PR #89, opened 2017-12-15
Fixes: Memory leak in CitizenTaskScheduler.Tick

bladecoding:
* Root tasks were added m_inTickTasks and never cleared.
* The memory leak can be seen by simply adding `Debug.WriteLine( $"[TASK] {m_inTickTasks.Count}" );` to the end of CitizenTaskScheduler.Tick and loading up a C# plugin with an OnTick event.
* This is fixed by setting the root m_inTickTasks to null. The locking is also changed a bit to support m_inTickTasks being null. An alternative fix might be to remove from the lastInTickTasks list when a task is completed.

---

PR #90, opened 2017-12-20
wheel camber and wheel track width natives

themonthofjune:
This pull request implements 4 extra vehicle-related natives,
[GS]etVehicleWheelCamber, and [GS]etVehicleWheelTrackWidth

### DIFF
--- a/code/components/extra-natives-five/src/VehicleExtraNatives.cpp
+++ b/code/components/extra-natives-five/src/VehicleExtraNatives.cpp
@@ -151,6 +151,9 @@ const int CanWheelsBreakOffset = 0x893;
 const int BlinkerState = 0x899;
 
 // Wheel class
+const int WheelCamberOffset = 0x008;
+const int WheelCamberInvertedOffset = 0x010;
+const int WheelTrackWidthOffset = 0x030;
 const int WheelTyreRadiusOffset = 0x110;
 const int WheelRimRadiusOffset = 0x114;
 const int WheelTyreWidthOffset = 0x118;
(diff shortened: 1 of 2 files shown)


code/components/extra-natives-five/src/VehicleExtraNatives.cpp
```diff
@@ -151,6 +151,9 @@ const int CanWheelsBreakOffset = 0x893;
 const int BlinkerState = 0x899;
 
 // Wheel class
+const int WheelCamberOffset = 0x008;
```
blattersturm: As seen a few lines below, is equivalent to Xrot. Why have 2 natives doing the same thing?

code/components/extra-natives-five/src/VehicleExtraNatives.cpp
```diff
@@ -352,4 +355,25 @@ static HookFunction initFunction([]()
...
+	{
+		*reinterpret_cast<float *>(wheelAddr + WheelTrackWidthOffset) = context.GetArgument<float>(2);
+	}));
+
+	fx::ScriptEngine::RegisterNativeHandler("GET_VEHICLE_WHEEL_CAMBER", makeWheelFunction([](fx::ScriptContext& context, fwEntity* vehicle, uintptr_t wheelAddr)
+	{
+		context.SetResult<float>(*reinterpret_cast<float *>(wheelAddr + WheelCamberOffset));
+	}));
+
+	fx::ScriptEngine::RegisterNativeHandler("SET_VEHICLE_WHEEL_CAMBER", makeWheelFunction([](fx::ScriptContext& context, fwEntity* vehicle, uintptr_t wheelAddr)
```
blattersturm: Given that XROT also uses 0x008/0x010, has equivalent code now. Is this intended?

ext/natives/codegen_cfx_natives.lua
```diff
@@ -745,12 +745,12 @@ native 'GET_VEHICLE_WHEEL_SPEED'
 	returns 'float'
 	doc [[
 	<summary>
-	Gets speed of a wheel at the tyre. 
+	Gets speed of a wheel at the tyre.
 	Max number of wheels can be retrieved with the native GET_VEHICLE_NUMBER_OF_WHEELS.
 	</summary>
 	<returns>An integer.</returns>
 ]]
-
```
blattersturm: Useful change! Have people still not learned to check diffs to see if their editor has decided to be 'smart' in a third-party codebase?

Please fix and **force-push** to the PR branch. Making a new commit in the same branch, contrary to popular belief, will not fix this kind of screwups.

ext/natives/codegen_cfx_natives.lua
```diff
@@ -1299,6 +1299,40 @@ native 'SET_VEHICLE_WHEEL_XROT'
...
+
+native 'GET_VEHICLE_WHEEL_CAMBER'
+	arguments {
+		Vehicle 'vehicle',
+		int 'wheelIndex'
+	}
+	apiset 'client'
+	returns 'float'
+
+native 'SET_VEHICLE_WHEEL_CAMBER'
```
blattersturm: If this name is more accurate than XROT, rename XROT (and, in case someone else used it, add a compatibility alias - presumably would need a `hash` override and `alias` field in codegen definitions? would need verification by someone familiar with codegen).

PROBLEM TO SOLVE |
The required answer is the exact run of lines above starting at the line with "PR #89, opened 2017-12-15" and ending at the line with "and never cleared.", with both ends present.

SOLUTION |
PR #89, opened 2017-12-15
Fixes: Memory leak in CitizenTaskScheduler.Tick

bladecoding:
* Root tasks were added m_inTickTasks and never cleared.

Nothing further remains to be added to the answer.